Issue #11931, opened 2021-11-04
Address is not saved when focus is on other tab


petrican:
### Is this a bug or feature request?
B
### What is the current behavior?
--
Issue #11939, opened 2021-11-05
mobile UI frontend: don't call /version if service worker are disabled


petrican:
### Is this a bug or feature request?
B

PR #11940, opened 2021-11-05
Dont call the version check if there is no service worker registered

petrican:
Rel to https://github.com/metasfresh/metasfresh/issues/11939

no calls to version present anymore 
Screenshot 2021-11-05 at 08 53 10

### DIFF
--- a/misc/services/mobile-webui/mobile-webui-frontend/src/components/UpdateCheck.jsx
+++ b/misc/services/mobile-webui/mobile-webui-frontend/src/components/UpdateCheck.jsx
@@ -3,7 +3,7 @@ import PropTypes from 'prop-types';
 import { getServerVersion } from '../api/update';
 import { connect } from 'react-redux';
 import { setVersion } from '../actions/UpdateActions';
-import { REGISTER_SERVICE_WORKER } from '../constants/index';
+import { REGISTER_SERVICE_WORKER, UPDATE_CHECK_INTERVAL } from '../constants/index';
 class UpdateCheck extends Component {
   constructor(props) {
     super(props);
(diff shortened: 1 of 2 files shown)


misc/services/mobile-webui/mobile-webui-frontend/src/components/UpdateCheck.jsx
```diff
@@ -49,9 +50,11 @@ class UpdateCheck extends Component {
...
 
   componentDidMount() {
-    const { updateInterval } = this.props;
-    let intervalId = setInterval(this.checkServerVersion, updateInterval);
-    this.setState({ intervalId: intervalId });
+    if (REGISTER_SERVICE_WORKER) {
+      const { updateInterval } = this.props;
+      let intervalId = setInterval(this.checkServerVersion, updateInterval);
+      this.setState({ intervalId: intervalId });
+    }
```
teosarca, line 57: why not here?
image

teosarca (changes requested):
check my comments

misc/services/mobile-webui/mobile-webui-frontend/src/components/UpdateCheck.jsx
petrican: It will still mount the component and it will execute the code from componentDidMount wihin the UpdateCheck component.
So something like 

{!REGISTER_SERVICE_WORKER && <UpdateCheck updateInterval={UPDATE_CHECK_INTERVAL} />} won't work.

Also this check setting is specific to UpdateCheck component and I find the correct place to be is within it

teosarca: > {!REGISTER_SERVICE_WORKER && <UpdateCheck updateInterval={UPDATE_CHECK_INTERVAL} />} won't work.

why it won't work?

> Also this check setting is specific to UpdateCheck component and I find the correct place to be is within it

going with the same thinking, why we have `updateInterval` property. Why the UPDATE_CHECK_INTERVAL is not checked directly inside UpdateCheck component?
---
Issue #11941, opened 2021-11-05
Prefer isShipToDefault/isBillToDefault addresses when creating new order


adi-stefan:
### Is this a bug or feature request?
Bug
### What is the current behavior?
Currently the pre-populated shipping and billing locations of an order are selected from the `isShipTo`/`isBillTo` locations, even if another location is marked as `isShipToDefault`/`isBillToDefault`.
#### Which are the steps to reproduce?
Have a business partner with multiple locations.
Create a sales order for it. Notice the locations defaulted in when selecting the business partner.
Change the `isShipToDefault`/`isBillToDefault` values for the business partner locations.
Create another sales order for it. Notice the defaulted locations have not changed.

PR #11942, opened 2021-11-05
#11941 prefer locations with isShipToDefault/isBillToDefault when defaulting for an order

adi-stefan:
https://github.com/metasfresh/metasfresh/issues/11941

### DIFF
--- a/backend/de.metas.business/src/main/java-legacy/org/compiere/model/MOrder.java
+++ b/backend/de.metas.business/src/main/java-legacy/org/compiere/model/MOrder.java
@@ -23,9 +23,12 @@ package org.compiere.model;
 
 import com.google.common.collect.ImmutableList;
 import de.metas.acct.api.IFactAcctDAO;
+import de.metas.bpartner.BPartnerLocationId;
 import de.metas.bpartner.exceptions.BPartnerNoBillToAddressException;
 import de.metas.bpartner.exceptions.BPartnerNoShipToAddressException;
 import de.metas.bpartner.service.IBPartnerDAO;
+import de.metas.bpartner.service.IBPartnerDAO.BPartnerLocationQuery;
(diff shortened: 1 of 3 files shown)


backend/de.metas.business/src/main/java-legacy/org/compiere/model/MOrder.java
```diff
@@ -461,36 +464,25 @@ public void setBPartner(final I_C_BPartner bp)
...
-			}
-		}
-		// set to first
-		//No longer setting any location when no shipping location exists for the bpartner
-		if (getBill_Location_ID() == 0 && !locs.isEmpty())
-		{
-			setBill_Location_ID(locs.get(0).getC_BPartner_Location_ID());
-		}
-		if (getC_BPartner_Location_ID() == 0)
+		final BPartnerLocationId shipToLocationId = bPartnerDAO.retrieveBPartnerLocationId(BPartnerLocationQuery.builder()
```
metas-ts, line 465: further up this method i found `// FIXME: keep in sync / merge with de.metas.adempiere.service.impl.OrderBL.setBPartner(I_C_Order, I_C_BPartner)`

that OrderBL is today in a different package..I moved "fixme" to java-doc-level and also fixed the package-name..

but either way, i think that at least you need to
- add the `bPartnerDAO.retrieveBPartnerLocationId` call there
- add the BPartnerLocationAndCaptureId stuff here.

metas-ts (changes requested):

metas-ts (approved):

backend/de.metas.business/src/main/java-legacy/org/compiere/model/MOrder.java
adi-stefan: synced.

- **TASK TO COMPLETE**
Every line of the listing that includes the word "isBillToDefault" must be copied.

- **EXERCISE ANSWER**
Prefer isShipToDefault/isBillToDefault addresses when creating new order
Currently the pre-populated shipping and billing locations of an order are selected from the `isShipTo`/`isBillTo` locations, even if another location is marked as `isShipToDefault`/`isBillToDefault`.
Change the `isShipToDefault`/`isBillToDefault` values for the business partner locations.
#11941 prefer locations with isShipToDefault/isBillToDefault when defaulting for an order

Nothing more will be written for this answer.